First thing, let me tell you that under the assumption that the rendering of each pixel is independent from the other pixels, your task is what in the HPC field is called an "embarassing parallel problem"; that is, a problem that can be efficiently divided between any number of thread (until each thread has a single "unit of work"), without any intercommunication between the processes (which is very good).
That said, it doesn't mean that any parallelization scheme is as good as any other. For your specific problem, I would say that the two main factors to keep in mind are load balancing and cache efficiency.
Load balancing means that you should divide the work among threads in a way that each thread has roughly the same amount of work: in this way you prevent one or more threads from waiting for that one last thread that has to finish it's last job.
E.g.
You have 5 threads and you split your image in 5 big chunks (let's say 5 horizontal strips, but they could be vertical and it wouldn't change the point). Being the problem embarassing parallel, you expect a 5x speedup, and instead you get a meager 1.2x.
The reason might be that your image has most of computationally expensive details in the lower part of the image (I know nothing of rendering, but I assume that a reflective object might take far more time to render than a flat empty space), because is composed by a set of polished metal marbles on the floor on an empty frame.
In this scenario, only one thread (the one with the bottom 1/5 of the image) does all the work anyway, while the other 4 remains idling after finishing their brief tasks.

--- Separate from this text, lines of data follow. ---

PR #3192, opened 2021-11-19
[LETS-288] Always log assigned MVCCID before completing transaction

ribram:
http://jira.cubrid.org/browse/LETS-288

All MVCCID's assigned on ATS are also completed when the transaction is committed or aborted. The MVCCID's have to completed in the same way on the PTS.

The only way PTS may be notified of assigned/completed MVCCID's is through the log. There are MVCC log records that include the transaction MVCCID. However, it is not guaranteed that all assigned MVCCID's end up being logged in an MVCC log record.

If an assigned MVCCID is not logged before its completion through an MVCC log record, it must be logged there.

- Track the last LSA of transaction MVCC log record.
- Before completing MVCC, if the transaction is assigned an MVCCID but it its last MVCC lsa is null, append a new type of log record containing the assigned MVCCID.

The same mechanism needs to be applied when transactions are aborted during recovery undo. Therefore, last MVCC lsa was included in checkpoint/analysis.

Another patch will have to do the MVCCID assignment/completion during PTS replication.


adrianbrab (approved):

src/transaction/log_recovery.c
```diff
@@ -2809,21 +2798,7 @@ log_recovery_undo (THREAD_ENTRY * thread_p)
 		  /*
 		   * Remove the transaction from the recovery process
 		   */
-
-		  /* Clear MVCCID */
-		  tdes->mvccinfo.id = MVCCID_NULL;
```
cristiarg, line 2814: Same about `tdes->mvccinfo.id`.

src/transaction/log_recovery.c
```diff
@@ -2777,21 +2780,7 @@ log_recovery_undo (THREAD_ENTRY * thread_p)
 #endif /* CUBRID_DEBUG */
 		  /* Remove the transaction from the recovery process */
 		  assert (false);
-
-		  /* Clear MVCCID */
-		  tdes->mvccinfo.id = MVCCID_NULL;
```
cristiarg, line 2782: In the new code, tdes->mvccinfo.id is not cleared after call to log_rv_undo_end_tdes. Or so it seems. Or, does it not even matter?

src/transaction/log_recovery.c
```diff
@@ -2837,19 +2812,8 @@ log_recovery_undo (THREAD_ENTRY * thread_p)
...
-			}
-		      else
-			{
-			  (void) log_complete (thread_p, tdes, LOG_ABORT, LOG_DONT_NEED_NEWTRID,
-					       LOG_NEED_TO_WRITE_EOT_LOG);
-			  logtb_free_tran_index (thread_p, tran_index);
-			  tdes = NULL;
-			}
+		      log_rv_undo_end_tdes (thread_p, tdes);
+		      tdes = NULL;
```
cristiarg, line 2816: in the old code, `tdes` is only assigned null on `log_complete` branch

src/transaction/log_recovery_analysis.cpp
```diff
@@ -1628,18 +1657,21 @@ static void
...
     {
-    case LOG_UNDOREDO_DATA:
-    case LOG_DIFF_UNDOREDO_DATA:
-    case LOG_UNDO_DATA:
-    case LOG_REDO_DATA:
     case LOG_MVCC_UNDOREDO_DATA:
     case LOG_MVCC_DIFF_UNDOREDO_DATA:
     case LOG_MVCC_UNDO_DATA:
     case LOG_MVCC_REDO_DATA:
+      is_mvcc = true;
```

As you can imagine, this isn't a good parallelization: keeping load balancing in mind alone, the best parallelization scheme would be to assign interleaved pixels to each core for them to process, under the (very reasonable) assumption that the complexity of the image would be averaged on each thread (true for natural images, might yield surprises in very very limited scenarios).
With this solution, your image is eavenly distributed among pixels (statistically) and the worst case scenario is N-1 threads waiting for a single thread to compute a single pixel (you wouldn't notice, performance-wise).

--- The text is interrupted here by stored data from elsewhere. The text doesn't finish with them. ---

PR #3193, opened 2021-11-19
[LETS-254] Atomic replication for heap_update_bigone

adrianbrab:
http://jira.cubrid.org/browse/LETS-254

Added start/end atomic replication logs to `heap_update_bigone` to mark the zones that modify more than one page.

### DIFF
--- a/src/storage/heap_file.c
+++ b/src/storage/heap_file.c
@@ -21898,6 +21898,7 @@ heap_update_bigone (THREAD_ENTRY * thread_p, HEAP_OPERATION_CONTEXT * context, b
   bool is_old_home_updated;
   RECDES new_home_recdes;
   VFID ovf_vfid;
+  bool atomic_replication_flag = false;
 
   LOG_TDES *tdes = NULL;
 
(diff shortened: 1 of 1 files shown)


src/storage/heap_file.c
```diff
@@ -22098,6 +22100,7 @@ heap_update_bigone (THREAD_ENTRY * thread_p, HEAP_OPERATION_CONTEXT * context, b
   /* Fall through to exit. */
 
 exit:
+  log_append_empty_record (thread_p, LOG_END_ATOMIC_REPL, NULL);
```
ribram: End atomic replication log record should always follow a start atomic replication log record. The code now allows one case that logs the end atomic replication, but does not log the start atomic replication, see the first `goto exit`.

Fix by:
- Move the start atomic replication log record before the first `goto exit`.
- Add a boolean to track if start atomic replication log was appended; append the end atomic replication log record only if the boolean is true.

adrianbrab: added a boolean flag to be inline with the other implementations

ribram (approved):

To do that you need to cycle over all pixels forgetting about lines, in this way (pseudo code, not tested):
for(i = thread_num; i < width * height; i+=thread_num)
The second factor, cache efficiency deals with the way computers are designed, specifically, the fact that they have many layers of cache to speed up computations and prevent the CPUs to starve (remain idle while waiting for data), and accessing data in the "right way" can speed up computations considerably.

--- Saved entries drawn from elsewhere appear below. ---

PR #3196, opened 2021-11-23
[LETS-219] Transfer log header and log append page to PTS

cristiarg:
http://jira.cubrid.org/browse/LETS-219

Infrastructure to transfer the log header page, log append page and prev lsa from page server to passive transaction server.

Implementation:
- new request id's for `LOG_BOOT_INFO` request and response
- add a passive transaction server 'shadow pointer' - `pts_Gl` - alongside the polymorphic one - `ts_Gl` - that is to be used only in passive transaction server scenarios - pointer is not visible globally, it needs to be accessed via a guarded function
- new task used to call a function that packs the log boot info into a string in an asynchronous manner
- logic to pack together log header page, log append page and prev lsa on the page server and transfer and unpack it on the passive transaction server side
-  move ts_Gl pointer to server_type to group initialization/reset of object in a single place (for consistency, in the future, ps_Gl also needs to be moved there and also transformed into a unique ptr)

### DIFF
--- a/src/base/server_type.cpp
+++ b/src/base/server_type.cpp
@@ -246,8 +246,15 @@ bool is_tran_server_with_remote_storage ()
 
 passive_tran_server *get_passive_tran_server_ptr ()
 {
-  assert (pts_Gl != nullptr);
-  return pts_Gl;
+  if (is_passive_transaction_server())
+    {
+      assert (pts_Gl != nullptr);
+      return pts_Gl;
+    }
+  else
+    {
+      assert (is_passive_transaction_server());
+    }
 }
 
 #else // !SERVER_MODE = SA_MODE
--- a/src/base/server_type.cpp
+++ b/src/base/server_type.cpp
@@ -19,6 +19,7 @@
 #include "server_type.hpp"
 
 #include "active_tran_server.hpp"
+#include "passive_tran_server.hpp"
 #include "communication_server_channel.hpp"
 #include "connection_defs.h"
 #include "error_manager.h"
@@ -134,7 +135,9 @@ int init_server_type (const char *db_name)
 	}
       else if (is_passive_transaction_server ())
 	{
-	  ts_Gl.reset (new passive_tran_server ());
+	  passive_tran_server *const pts_ptr = new passive_tran_server ();
+	  ts_Gl.reset (pts_ptr);
+	  init_passive_tran_server_shadow_ptr (pts_ptr);
 	}
       else
 	{
@@ -184,6 +187,10 @@ void finalize_server_type ()
 {
   if (get_server_type () == SERVER_TYPE_TRANSACTION)
     {
+      if (is_passive_transaction_server ())
+	{
+	  reset_passive_tran_server_shadow_ptr ();
+	}
       ts_Gl->disconnect_page_server ();
       ts_Gl.reset (nullptr);
     }
--- a/src/base/server_type.cpp
+++ b/src/base/server_type.cpp
@@ -25,10 +25,13 @@
 #include "error_manager.h"
 #include "log_impl.h"
 #include "page_server.hpp"
-#include "passive_tran_server.hpp"
 #include "system_parameter.h"
 
 #include <string>
+
+std::unique_ptr<tran_server> ts_Gl;
+// non-owning "shadow" pointer of globally visible ts_Gl
+passive_tran_server *pts_Gl = nullptr;
 
 SERVER_TYPE get_value_from_config (server_type_config parameter_value);
 transaction_server_type get_value_from_config (transaction_server_type_config parameter_value);
@@ -135,9 +138,9 @@ int init_server_type (const char *db_name)
 	}
       else if (is_passive_transaction_server ())
 	{
-	  passive_tran_server *const pts_ptr = new passive_tran_server ();
-	  ts_Gl.reset (pts_ptr);
-	  init_passive_tran_server_shadow_ptr (pts_ptr);
+	  assert (pts_Gl == nullptr);
+	  pts_Gl = new passive_tran_server ();
+	  ts_Gl.reset (pts_Gl);
 	}
       else
 	{
@@ -189,7 +192,8 @@ void finalize_server_type ()
     {
       if (is_passive_transaction_server ())
 	{
-	  reset_passive_tran_server_shadow_ptr ();
+	  assert (pts_Gl != nullptr);
+	  pts_Gl = nullptr;
 	}
       ts_Gl->disconnect_page_server ();
       ts_Gl.reset (nullptr);
@@ -238,6 +242,12 @@ bool is_tran_server_with_remote_storage ()
       return ts_Gl->uses_remote_storage ();
     }
   return false;
+}
+
+passive_tran_server *get_passive_tran_server_ptr ()
+{
+  assert (pts_Gl != nullptr);
+  return pts_Gl;
 }
 
 #else // !SERVER_MODE = SA_MODE
--- a/src/server/page_server.cpp
+++ b/src/server/page_server.cpp
@@ -22,6 +22,7 @@
 #include "error_manager.h"
 #include "log_impl.h"
 #include "log_lsa_utils.hpp"
+#include "log_manager.h"
 #include "log_prior_recv.hpp"
 #include "log_replication.hpp"
 #include "packer.hpp"
@@ -36,8 +37,6 @@
 
 page_server ps_Gl;
 
-static void assert_page_server_type ();
-
 page_server::~page_server ()
 {
   assert (m_replicator == nullptr);
@@ -48,13 +47,10 @@ page_server::connection_handler::connection_handler (cubcomm::channel &chn, page
 {
   m_conn.reset (new tran_server_conn_t (std::move (chn),
   {
+    // common
     {
       tran_to_page_request::GET_BOOT_INFO,
       std::bind (&page_server::connection_handler::receive_boot_info_request, std::ref (*this), std::placeholders::_1)
-    },
-    {
-      tran_to_page_request::SEND_LOG_PRIOR_LIST,
-      std::bind (&page_server::connection_handler::receive_log_prior_list, std::ref (*this), std::placeholders::_1)
     },
     {
       tran_to_page_request::SEND_LOG_PAGE_FETCH,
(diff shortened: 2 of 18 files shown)


src/base/server_type.cpp
```diff
@@ -134,7 +135,9 @@ int init_server_type (const char *db_name)
 	}
       else if (is_passive_transaction_server ())
 	{
-	  ts_Gl.reset (new passive_tran_server ());
+	  passive_tran_server *const pts_ptr = new passive_tran_server ();
+	  ts_Gl.reset (pts_ptr);
+	  init_passive_tran_server_shadow_ptr (pts_ptr);
```
cristiarg: A "shadow pointer" is also initialized locally in `passive_tran_server.cpp` to be used there in specific contexts. This is questionable design, but best I could arrive at.

src/server/passive_tran_server.cpp
```diff
@@ -35,3 +57,84 @@ passive_tran_server::on_boot ()
...
+    });
+  }
+
+  const char *message_buf = m_log_header_log_append_prev_lsa.c_str ();
+  const int log_page_size = db_log_page_size ();
+
+  // log header, copy and initialize header
+  assert (log_Gl.loghdr_pgptr != nullptr);
+  std::memcpy (reinterpret_cast<char *> (log_Gl.loghdr_pgptr), message_buf, log_page_size);
+  LOG_HEADER *const log_hdr = reinterpret_cast<LOG_HEADER *> (log_Gl.loghdr_pgptr->area);
```
cristiarg, line 97: Is this initialization complete?
This piece of code is present in log_page_buffer.c in a few places (`logpb_fetch_header_with_buffer`, `logpb_wfetch_header_from_file`, `logpb_fetch_header_from_file`) but never isolated such that it can be reused.

src/server/passive_tran_server.cpp
```diff
@@ -35,3 +57,84 @@ passive_tran_server::on_boot ()
...
+  log_Gl.hdr = *log_hdr;
+  message_buf += log_page_size;
+
+  // log append
+  assert (log_Gl.append.log_pgptr == nullptr);
+  /* fetch the append page; append pages are always new pages */
+  log_Gl.append.log_pgptr = logpb_create_page (thread_p, log_Gl.hdr.append_lsa.pageid);
```
cristiarg, line 104: `logpb_create_page`, internally, has logic to flush a log page in case the round robin mechanism wants to re-use/overwrite an existing buffer. Given the context, that part should never be hit. Best would be to add an argument to ensure no flush ever occurs.

src/storage/async_page_fetcher.hpp
```diff
@@ -27,6 +27,25 @@
...
 namespace cublog
 {
+  /* generic task to be used with to call a engine function taking one argument - the thread context
+   * and returning a single result that is then passed back via the callback
+   *  - call func: takes as single argument the thread context and returns value
+   *  - callback func: takes as single argument the value returned by the call func
+   *
+   * TODO: error handling
+   */
+  template <typename CALL_FUNC, typename CALLBACK_FUNC>
```
cristiarg: Questionable design, as it lacks the ability to relay error, should it ever occur on the called function.
It is better to change this to be more in line with the other existing tasks - ie: template-less.

src/transaction/log_manager.c
```diff
@@ -3348,6 +3349,38 @@ log_skip_logging_set_lsa (THREAD_ENTRY * thread_p, LOG_DATA_ADDR * addr)
   return;
 }
 
+/* log_pack_log_header_log_append_prev_lsa - pack together the log header, log append pages
+ *              and prev lsa for the purpose of sending them to the passive transaction server
+ *              as part of the log initialization sequence
+ */
+// *INDENT-OFF*
+std::string log_pack_log_header_log_append_prev_lsa (THREAD_ENTRY * thread_p)
```
cristiarg: No error handling here. There should be.

src/base/server_type.cpp
ribram: I think the design is fine. What I would change is to move all the global pointers, ts_Gl, ps_Gl and ats_Gl to server_type.cpp/hpp.

src/server/tran_page_requests.hpp
```diff
@@ -31,14 +31,21 @@ enum class tran_to_page_request
   SEND_LOG_PRIOR_LIST,
 
   // Passive only
+  SEND_LOG_HEADER_LOG_APPEND_PREV_LSA_FETCH,
```
ribram: The information required to boot the PTS log may be extended in the future. It is not feasible to maintain a name that includes all the transferred information.
```suggestion
  SEND_LOG_BOOT_INFO,
```

src/transaction/log_manager.c
ribram: No error handling seems to be needed (there are no errors).

I think this function should be moved to `cublog::async_page_fetcher`; later we'll have to rename the class to something else (e.g. `page_server_response_manager`?). Let's determine this later.

The other two existing `cublog::async_page_fetcher` functionalities expose a member function that creates a task with the required actions internally. The callback handles packing and sending the response on a connection. Let's follow the same design until we decide to do things differently.

src/server/tran_page_requests.hpp
cristiarg: Done

src/transaction/log_manager.c

src/server/page_server.cpp
```diff
@@ -283,31 +321,35 @@ void page_server::disconnect_all_tran_server ()
...
+bool
+page_server::is_passive_tran_server_connected () const
 {
   assert (is_page_server ());
 
   return !m_passive_tran_server_conn.empty ();
 }
 
-cublog::async_page_fetcher &page_server::get_page_fetcher ()
+cublog::async_page_fetcher *
```
ribram: Why change from reference to pointer?

src/server/passive_tran_server.cpp
ribram: I think it is fine.

src/server/passive_tran_server.cpp
ribram: No need to do it now.

src/server/passive_tran_server.cpp
```diff
@@ -35,3 +38,84 @@ passive_tran_server::on_boot ()
...
+
+  // prev lsa
+  std::memcpy (&log_Gl.append.prev_lsa, message_buf, sizeof (struct log_lsa));
+
+  // do not leave m_log_boot_info empty as a safeguard as this function is only supposed
+  // to be called once
+  m_log_boot_info = "not empty";
+}
+
+void send_and_receive_log_boot_info (THREAD_ENTRY *thread_p)
```
ribram: Use directly `get_passive_tran_server_ptr ()->send_and_receive_log_boot_info (thread_p)`.

If you think it is better to wrap it in a function, the wrapper function should be moved to server_type and renames to clarify it is on PTS.

src/storage/async_page_fetcher.hpp
```diff
@@ -27,18 +27,20 @@
 
 namespace cublog
 {
-
   class async_page_fetcher
   {
     public:
       using log_page_callback_type = std::function<void (const LOG_PAGE *, int)>;
       using data_page_callback_type = std::function<void (const FILEIO_PAGE *, int)>;
+      using log_boot_info_callback_type = std::function<void (std::string)>;
```
ribram: Pass by reference.
```suggestion
      using log_boot_info_callback_type = std::function<void (const std::string&)>;
```

src/transaction/log_manager.c
```diff
@@ -3348,6 +3349,38 @@ log_skip_logging_set_lsa (THREAD_ENTRY * thread_p, LOG_DATA_ADDR * addr)
   return;
 }
 
+/* log_pack_log_boot_info - pack together the log header, log append pages
+ *              and prev lsa for the purpose of sending them to the passive transaction server
+ *              as part of the log initialization sequence
+ */
+// *INDENT-OFF*
+std::string log_pack_log_boot_info (THREAD_ENTRY * thread_p)
```
ribram, line 3357: I would move this function to async_page_fetcher. `log_manager` is for generic log management functions. `log_pack_log_boot_info` is specifically used only on the page server, to serve a the booting of a new passive transaction server (possibly active transaction servers too in the future).

src/transaction/log_manager.c
```diff
@@ -3348,6 +3349,38 @@ log_skip_logging_set_lsa (THREAD_ENTRY * thread_p, LOG_DATA_ADDR * addr)
...
+
+  std::string packed_message;
+
+  // log header
+  assert (log_Gl.loghdr_pgptr != nullptr);
+  packed_message.append(reinterpret_cast<const char*> (log_Gl.loghdr_pgptr), log_page_size);
+
+  // log append
+  assert (log_Gl.append.log_pgptr != nullptr);
+  packed_message.append(reinterpret_cast<const char*> (log_Gl.append.log_pgptr), log_page_size);
```
```suggestion
  packed_message.append (reinterpret_cast<const char*> (log_Gl.append.log_pgptr), log_page_size);
```

src/transaction/log_manager.c
```diff
@@ -3348,6 +3349,38 @@ log_skip_logging_set_lsa (THREAD_ENTRY * thread_p, LOG_DATA_ADDR * addr)
...
+  scope_exit log_cs_exit_ftor ( [thread_p] { LOG_CS_EXIT (thread_p); } );
+  std::lock_guard<std::mutex> { log_Gl.prior_info.prior_lsa_mutex };
+
+  const int log_page_size = db_log_page_size ();
+
+  std::string packed_message;
+
+  // log header
+  assert (log_Gl.loghdr_pgptr != nullptr);
+  packed_message.append(reinterpret_cast<const char*> (log_Gl.loghdr_pgptr), log_page_size);
```
```suggestion
  packed_message.append (reinterpret_cast<const char*> (log_Gl.loghdr_pgptr), log_page_size);
```

src/transaction/log_manager.c
```diff
@@ -3348,6 +3349,38 @@ log_skip_logging_set_lsa (THREAD_ENTRY * thread_p, LOG_DATA_ADDR * addr)
...
+
+  // log append
+  assert (log_Gl.append.log_pgptr != nullptr);
+  packed_message.append(reinterpret_cast<const char*> (log_Gl.append.log_pgptr), log_page_size);
+
+  // prev lsa
+  packed_message.append (reinterpret_cast<const char *> (&log_Gl.append.prev_lsa), sizeof (struct log_lsa));
+
+  assert (packed_message.size () == (2 * log_page_size + sizeof (struct log_lsa)));
```
ribram: Safe-guard is not really useful here.
```suggestion
```

src/server/passive_tran_server.cpp
```diff
@@ -35,3 +38,84 @@ passive_tran_server::on_boot ()
...
+  // log append
+  assert (log_Gl.append.log_pgptr == nullptr);
+  /* fetch the append page; append pages are always new pages */
+  log_Gl.append.log_pgptr = logpb_create_page (thread_p, log_Gl.hdr.append_lsa.pageid);
+  std::memcpy (reinterpret_cast<char *> (log_Gl.append.log_pgptr), message_buf, log_page_size);
+  message_buf += log_page_size;
+
+  // prev lsa
+  std::memcpy (&log_Gl.append.prev_lsa, message_buf, sizeof (struct log_lsa));
+
```
ribram: Add a safe-guard here:
```suggestion
  std::memcpy (&log_Gl.append.prev_lsa, message_buf, sizeof (struct log_lsa));
  message_buf += sizeof (struct log_lsa);
  
  // Safe-guard that the message has been consumed.
  assert (message_buf == m_log_boot_info.c_str () + m_log_boot_info.size ());
```

src/server/page_server.cpp
cristiarg: Leftover from trying to lift `ps_Gl` from page_server.hpp to server_type.hpp. Which, by the way, can only be done if `ps_Gl` is also changed to a unique_ptr.
I'll revert this change for now.

src/server/passive_tran_server.cpp
cristiarg: Done

src/server/passive_tran_server.cpp
cristiarg: Done

src/storage/async_page_fetcher.hpp
cristiarg: Changed to std::string &&. Makes more sense as the value needs to cross thread stacks.

src/transaction/log_manager.c
cristiarg: It could be done. But it leads to a lot of link errors in unit tests. Another options is to move this to a separate `log_....c` file.

src/transaction/log_manager.c

src/transaction/log_manager.c
ribram: not fixed

src/transaction/log_manager.c
ribram: not fixed

src/transaction/log_manager.c
ribram: Let's leave it as is for now.

ribram (approved):
Please fix the small spacing issues and merge.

It's a very complex topic, but in your case, a rule of thumb might be "feeding to each thread the right amount of memory will improve the computation" (emphasys on "right amount" intended...).
It means that, even if passing to each thread interleaved pixels is probably the perfect balancing, it's probably the worst possible memory access pattern you could devise, and you should pass "bigger chunks" to them, because this would keep the CPU busy (note: memory aligment comes also heavily into play: if your image has padding after each line keep them multiples of, say, 32 bytes, like some image formats, you should keep it into consideration!!)
Without expanding an already verbose answer to alarming sizes, this is what I would do (I'm assuming the memory of the image is consecutive, without padding between lines!):
create a program that splits the image into N consecutive pixels (use a preprocessor constant or a command argument for N, so you can change it!) for each of M threads, like this:
1111111122222222333333334444444411111111
do some profiling for various values of N, stepping from 1 to, let's say, 2048, by powers of two (good values to test might be: 1 to get a base line, 32, 64, 128, 256, 512, 1024, 2048)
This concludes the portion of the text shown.